At the end of the First World War there were 48 treaty ports on Chinese soil, a humiliation for a country that had suffered almost a century of shame at the hands of the foreign powers who ran the ports as their own sovereign jurisdictions. Sun Yat-sen, a revolutionist regarded by many as the “founding father” of modern China, described them as mini-colonies.

“China was forced to sign many unequal treaties,” Sun concluded. “Foreign nationalists are still using these treaties to bind China and as a result China fails at whatever she attempts.”
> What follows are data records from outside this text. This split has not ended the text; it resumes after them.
PR #37, opened 2017-06-15
Centralized logstash logging from python, part 1

epa095:
**Task**
Logging information from the *working nodes* to logstash.
This is an early test, just to get a feel for how it works

**Approach**
In this version we send explicit messages using the request library. In the future we might want to instead use the python logging framework with a HTTP or logstash backend. Then we outsource work, and can get logging to both logstash and local files. 

Currently I have only changed job_manager.py and not job_dispatcher.py, since the latter is in ertStatoil, and does not support to be deployed only to testers. But there is WIP to move job_dispatcher into libres, and then some of this code (particularly the LOG_URL) will come from there. And if we use the logging framework it makes sense to have it initialized in job_dispatcher, since it is the one calling job_manager. 

LOG_URL will clearly be changed to wherever we end up having logstash. 

**Pre un-WIP checklist**

**Depends on**
* Statoil/libecl#

### DIFF
--- a/libjob_queue/src/forward_model.c
+++ b/libjob_queue/src/forward_model.c
@@ -20,6 +20,7 @@
 #include <string.h>
 #include <stdio.h>
 #include <ctype.h>
+#include <unistd.h>
 
 #include <ert/util/util.h>
 #include <ert/util/subst_list.h>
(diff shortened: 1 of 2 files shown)


joakim-hove (approved):

joakim-hove:
Merging this now - hopefully deploy is back on track soon!

PR #38, opened 2017-06-20
Remove Statoil specific site-config setting.

joakim-hove:
**Task**
The build system will "compile in" the default path to a site-config file. That would previously check for a Statoil specific file - that Statoil-ism has been removed. 

If this is merged we must pass `-DSITE_CONFIG_FILE=/path/to/statoil/site-config` when building for deploy.

**Approach**
Minor updates in root CMakeLists.txt

**Pre un-WIP checklist**


markusdregi:
I think this is a good idea and the approach appears to be sound! I'll have a final look when all the tests pass.

markusdregi (approved):
Looks good! Could you clean up your commits (squash the last two at least) to avoid failing commits on master?

PR #40, opened 2017-06-23
Will terminate job if illegal fil-server is used.

joakim-hove:
**Task**
This is very Statoil specific. If a forward model simulation is found to be started from a "illegal" file server the whole job can be terminated with a message to the user.

**Approach**
Send an e-mail to the user and `sys.exit(1)`

**Pre un-WIP checklist**

### DIFF
--- a/bin/job_dispatch.py
+++ b/bin/job_dispatch.py
@@ -17,6 +17,7 @@ import random
 import subprocess
 import shutil
 import datetime
+import smtplib
 from email.mime.text import MIMEText
 
 try:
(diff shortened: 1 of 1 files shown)


bin/job_dispatch.py
```diff
@@ -17,8 +17,11 @@
 import subprocess
 import shutil
 import datetime
+import smtplib
 from email.mime.text import MIMEText
 
+block_illegal_fileserver = False
```
markusdregi: Please move this assignment below the import "section"

joakim-hove: OK - done

bin/job_dispatch.py
```diff
@@ -17,19 +17,37 @@
...
 ERROR_URL     = "http://st-vlinbuild01.st.statoil.no:8000/api/error/"
 
 
+def illegal_fileserver_exit(msg_txt , user):
+    from_ = "no-reply@statoil.com"
+    to = "%s@statoil.com" % user
+    msg = MIMEText( msg_txt )
+    msg['to'] = to
+    msg['from'] = from_
+    msg['subject'] = "Illegal fil-server"
```
markusdregi, line 42: `fil-server` -> `file server`

markusdregi (approved):
When the minor typo in the message subject is fixed, this one is good to go.

I would like us to in the future restructure this so that the Statoil specifics are removed from github.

A similar sentiment has been reverberating around Sri Lanka over the past week, but this time it has been directed at China, which now has two “treaty ports” of its own after signing controversial agreements with the Sri Lankan government. One is in Colombo and the other in Hambantota, in Sri Lanka’s deep south.

The country’s prime minister, Ranil Wickremesinghe and China’s ambassador, Yi Xianliang, laid the foundation stone for a new 1,235-acre industrial zone next to the Hambantota Port last Saturday. However, the opening ceremony for the newly titled Sri Lanka China Logistics and Industrial Zone (SLCLIZ) was marred by violent protests that led to dozens of arrests and hospitalisations.

Sri Lanka’s ruling coalition government accused former President Mahinda Rajapaksa of deliberately fomenting the opposition by peddling blatant lies and organising the protest, which was led by his son Namal (Hambantota is the Rajapaksa political base). “We appeal to all Sri Lankans not to be deceived by bankrupt politicians and individuals who burgled the national heritage,” was the government’s official line.

At issue was how much land the government was “giving away” to China (rumours suggested 15,000 acres; an area equivalent in size to the enclave of San Marino) and the length of time that China will lease the land and adjoining port (99 years, or two generations as local critics complained).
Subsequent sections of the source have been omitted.